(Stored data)
——————————

PR #261, opened 2026-03-29
fix: preserve HTTP status code and response body in batch output

yizhaodev:
## Why is this PR needed?

The batch processor currently treats all inference errors the same way — populating the `error` field and writing to `error.jsonl`. However, the [OpenAI batch spec](https://platform.openai.com/docs/api-reference/batch) distinguishes between HTTP error responses (4xx/5xx) and non-HTTP errors (network failures, timeouts). HTTP errors should carry the original status code and response body in the `response` field and be written to `output.jsonl`, not `error.jsonl`.

## What does this PR do?

- **Preserves HTTP status code and response body**: `ClientError` now carries `StatusCode` and `ResponseBody` fields, populated by `HandleErrorResponse`.
- **Routes HTTP errors to output file**: HTTP error responses (4xx/5xx) populate the `response` field with `status_code` and original `body`, and are written to `output.jsonl`. Non-HTTP errors (network, timeout) continue to use the `error` field and go to `error.jsonl`.
- **Adds `OpenAIErrorType()` helper**: Maps internal error categories to OpenAI-style error type strings (e.g., `invalid_request_error`, `server_error`).
- **Handles edge cases**: Empty response body produces an empty JSON object `{}`; non-JSON response body (e.g., HTML) is wrapped in a synthetic error structure.

## How was this tested?

## Checklist

## Related Issues
https://github.com/llm-d-incubation/batch-gateway/issues/205

### DIFF
--- a/internal/processor/worker/executor.go
+++ b/internal/processor/worker/executor.go
@@ -76,6 +76,18 @@ type outputError struct {
 	Message string `json:"message"`
 }
 
+// isSuccess returns true when the output line represents a fully successful request
+// (no non-HTTP error and a 200 HTTP status). HTTP error responses (4xx/5xx) are not
+// considered successful even though they populate the Response field.
+//
+// NOTE: because HTTP errors are written to the output file (not the error file),
+// request_counts.failed may be greater than the number of lines in the error file.
+// This diverges from OpenAI's documented behavior but aligns with the OpenAPI schema
+// (see executeOneRequest for rationale).
+func (o *outputLine) isSuccess() bool {
+	return o.Error == nil && o.Response != nil && o.Response.StatusCode == 200
+}
+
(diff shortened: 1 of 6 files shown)


j-mok-dev (approved):
The OpenAPI schema's error field description ("for requests that failed with a non-HTTP error") supports routing HTTP errors to the output file. But the guides describe output_file_id as "successfully executed requests", and I couldn't find a public example of OpenAI placing a non-200 status_code in the output file. Might be worth adding a short comment in executeOneRequest noting this is our interpretation of the schema.

Also, with this change request_counts.failed now includes HTTP errors that go to the output file (not the error file). So failed count will be greater than the number of lines in the error file. This might confuse users.. a comment on isSuccess() noting this divergence would help future readers.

——————————

→ YOUR GOAL:
The answer should be all lines from the entries above that hold the word "worker".

→ WRITTEN RESPONSE:
--- a/internal/processor/worker/executor.go
+++ b/internal/processor/worker/executor.go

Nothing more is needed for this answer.